Curran, who said he's been pushing for such changes since January 2021, noted another section of the bill states that “at each subsequent appearance” in court, a judge must find that continued detention of a defendant is necessary “to avoid the specific, real and present threat to any person or of willful flight from prosecution to continue detention of the defendant.”
Curran said that will make it more difficult to detain an individual after the first appearance by leaving out a community safety standard that's included elsewhere in the bill.
The task force identified the language as problematic, and advocates have said standardizing the language throughout the bill will be a goal of follow-up legislation.
Other concerns
Another problem, the task force and others have noted, is that the statute does not address what happens to those already held in lieu of bail when the calendar hits Jan. 1.
“There is nothing in the law that requires those suspected of crimes be let out of prison when it goes into effect,” Pritzker's spokesperson, Jordan Abudayyeh, said in a statement, suggesting that jurisdictions begin considering what happens to those individuals and scheduling hearings.
Stuckert, however, said the law's silence on the matter leaves it to interpretation in court.
“Every meeting that I go to ... the first thing they say to me, ‘What happens January 1?' and I say, ‘I don't know,'” she said.
For Berlin, the response is “to be determined,” with his county considering holding hearings for affected individuals in the final months of 2022 while awaiting potential clarity from lawmakers.
As well, only 34 of Illinois' 102 counties currently have pretrial service offices, which play a major role in preparing pretrial investigations for release condition and detention hearings and ensuring individuals appear in court.
The Illinois Supreme Court, in August 2021, established an Office of Statewide Pretrial Services, a sprawling new entity that will provide pretrial services in at least 68 counties. It's working to hire the necessary staff for statewide implementation.
The task force also heard concerns that the tight deadlines laid out in the new law will create difficulties for small, rural counties, where court is not in session daily, jails are miles away and attorneys are in short supply.
Follow-up bill
Thus far, the implementation task force has been creating guidance documents that include flow charts for how defendants should be treated throughout the pretrial process as well as considerations for jurisdictions creating new policies ahead of Jan. 1.
Slaughter said lawmakers are working with the task force to address concerns. He's currently sponsoring House Bill 5537, a 219-page bill that, among other changes, seeks to standardize the detention language. It was filed in January, has no co-sponsors and likely does not represent a final bill.

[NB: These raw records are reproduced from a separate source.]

PR #277, opened 2021-12-18
Fix database hosts

### LINKED ISSUE #267: Creating a Database Host Function
# [ Explanation ]
I would like to suggest an edit to the wings installation script.

Recently it was implemented the option for you to create the user for the database host creation automatically.

### [ How it currently works ]
An option appears to choose whether or not you want a database host user.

While court officials like Berlin have engaged lawmakers regarding potential changes, several others have raised broader alarms and pushed for a full repeal — an outcome unlikely with Democrats in control of the General Assembly and governor's office at least through the Pretrial Fairness Act's effective date.

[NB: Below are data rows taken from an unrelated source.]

PR #280, opened 2021-12-20
Updating the old PR.

Ferks-FK:
It is not ready yet, many things need to be done and tested.


Ferks-FK:
Regarding the latest update that was released, I am having a visual problem that I need help with.
The script checks that the user does not enter a password, so it returns an error, but even when you enter a password, it is called again.
Example:



Note: I know you need to do the password hiding function, but when I implement that, after you enter a password, the script doesn't respond, I believe it must loop infinitely on something.

vilhelmprytz:
Thank you for submitting this PR! The builds are failing, would you mind adjusting your PR so that the builds do not fail? Thanks! :slightly_smiling_face:

Ferks-FK:
> Thank you for submitting this PR! The builds are failing, would you mind adjusting your PR so that the builds do not fail? Thanks! 🙂

I honestly don't understand how this compilation works, can you explain it to me, or give me an example on how to fix it?

Linux123123:
It is not compilation. It is checking for common errors which may lead to bigger problems down the line.
When you click on the information of the build you will see
image
Here the errors are described. All of your errors appear to be related to not used variables. So to fix these problems you probably need to use the variable or delete it's definition.

Ferks-FK:
It requires some testing.

vilhelmprytz (changes requested):
Thank you for submitting this PR! 🙂 

I understand that you have built this as a separate "script", a new option in `install.sh`. This means that you have to reinvent a lot of the functions and processes already occurring in `install-panel.sh`. Would it not be better if support for installing phpMyAdmin was added as an option inside of the already existing installation script(s)?

Ferks-FK:
@vilhelmprytz Take a look at the new modification 😁

configs/pma.conf
```diff
@@ -0,0 +1,44 @@
+server {
```
Linux123123, line 1: Are you sure 2 more `nginx` configs are needed? Can't you just use the pterodactyl one and replace the root / other changes?

Ferks-FK: I believe it is good to leave this separate, after all, it is being installed in `/var/www/phpmyadmin`, not that it is mandatory, but it is good to separate.

Ferks-FK: Oops, I understood the question now 🤣
I'll check it out

vilhelmprytz (commented):
Shouldn't `install-pma.sh` be removed now since it looks like you've incorporated the installation of phpMyadmin inside of `install-panel.sh`?

Ferks-FK:
> Shouldn't `install-pma.sh` be removed now since it looks like you've incorporated the installation of phpMyadmin inside of `install-panel.sh`?

Yes, I left it there just for a kind of "backup".
Can I remove it?

vilhelmprytz:
> > Shouldn't `install-pma.sh` be removed now since it looks like you've incorporated the installation of phpMyadmin inside of `install-panel.sh`?
> 
> 
> 
> Yes, I left it there just for a kind of "backup".
> 
> Can I remove it?
> 
> 

Yes, you may remove it. The contents will still be available if looking at older commits, so it won't be completely lost.

Ferks-FK:
> > > Shouldn't `install-pma.sh` be removed now since it looks like you've incorporated the installation of phpMyadmin inside of `install-panel.sh`?
> > 
> > 
> > Yes, I left it there just for a kind of "backup".
> > Can I remove it?
> 
> Yes, you may remove it. The contents will still be available if looking at older commits, so it won't be completely lost.

Done 🤠

install-panel.sh
```diff
@@ -1,4 +1,5 @@
 #!/bin/bash
+#shellcheck source=/dev/null
```
Ferks-FK, line 2: See: https://github.com/koalaman/shellcheck/wiki/SC1091

install-panel.sh
```diff
@@ -1176,6 +1146,34 @@ main() {
...
 
+  # Login and FQDN for phpmyadmin #
+  if [ "$INSTALL_PHPMYADMIN" == true ]; then
+    while [ -z "$PMA_FQDN" ] || [ "$FQDN" == "$PMA_FQDN" ]; do
+      echo -n "* Enter the FQDN for phpmyadmin (pma.example.com): "
+      read -r PMA_FQDN
+      [ -z "$PMA_FQDN" ] && print_error "FQDN cannot be empty"
+      [ "$FQDN" == "$PMA_FQDN" ] && print_error "The pterodactyl panels domain cannot be the same as PhpMyAdmins!"
+    done
+      if [ "$CONFIGURE_LETSENCRYPT" == true ]; then
```
Ferks-FK, line 1157: Added question to generate SSL certificates for the PhpMyAdmin domain

install-panel.sh
```diff
@@ -1209,6 +1207,9 @@ summary() {
   echo "* Configure Let's Encrypt? $CONFIGURE_LETSENCRYPT"
   echo "* Assume SSL? $ASSUME_SSL"
   echo "* Configure PhpMyAdmin? $INSTALL_PHPMYADMIN"
+  [ "$INSTALL_PHPMYADMIN" == true ] && echo "* Hostname/FQDN PhpMyAdmin: $PMA_FQDN"
```
Ferks-FK, line 1210: Added PMA summary, if true.

install-panel.sh
Linux123123: Not needed, as already ignored at the project level. Check `travis.yml`.

Ferks-FK: Ok.

install-panel.sh
```diff
@@ -804,6 +834,119 @@ letsencrypt() {
   fi
 }
 
+configure_pma() {
```
Linux123123, line 837: I think you should also split this function into multiple smaller functions and use the correct indentation of `2` spaces.

install.sh
```diff
@@ -82,6 +82,8 @@ PANEL_LATEST="$GITHUB_BASE_URL/$SCRIPT_VERSION/install-panel.sh"
 
 WINGS_LATEST="$GITHUB_BASE_URL/$SCRIPT_VERSION/install-wings.sh"
 
+PMA_LATEST="$GITHUB_BASE_URL/$SCRIPT_VERSION/install-pma.sh"
```
Linux123123, line 85: Also you are still making changes to `install.sh`, when they aren't needed.

install-panel.sh
Ferks-FK: Done

install-panel.sh
```diff
@@ -1030,6 +1209,10 @@ summary() {
   echo "* Configure Firewall? $CONFIGURE_FIREWALL"
   echo "* Configure Let's Encrypt? $CONFIGURE_LETSENCRYPT"
   echo "* Assume SSL? $ASSUME_SSL"
+  echo "* Configure PhpMyAdmin? $INSTALL_PHPMYADMIN"
+  [ "$INSTALL_PHPMYADMIN" == true ] && echo "* Hostname/FQDN PhpMyAdmin: $PMA_FQDN"
+  [ "$INSTALL_PHPMYADMIN" == true ] && echo "* PhpMyAdmin Username: $PMA_MYSQL_USER"
+  [ "$INSTALL_PHPMYADMIN" == true ] && echo "* phpmyadmin Password: $PMA_MYSQL_PASSWORD"
```
Linux123123, line 1215: Do not actually show the password. It's a security risk.

install.sh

At a news conference with county sheriffs earlier this month, GOP governor candidate and state Sen. Darren Bailey pushed for a full repeal and didn't offer alternative amendments he'd work to implement. He said he believed repeal would be possible because he believed the Pretrial Fairness Act was tied to unspecified property tax increases.
At a Sept. 14 news conference, Pritzker reiterated he supports the new law but didn't say when changes would happen or to what extent they are necessary.
“Are there changes or adjustments that need to be made? Of course,” he said. “And there have been adjustments made and there will continue to be. Laws are not immutable.”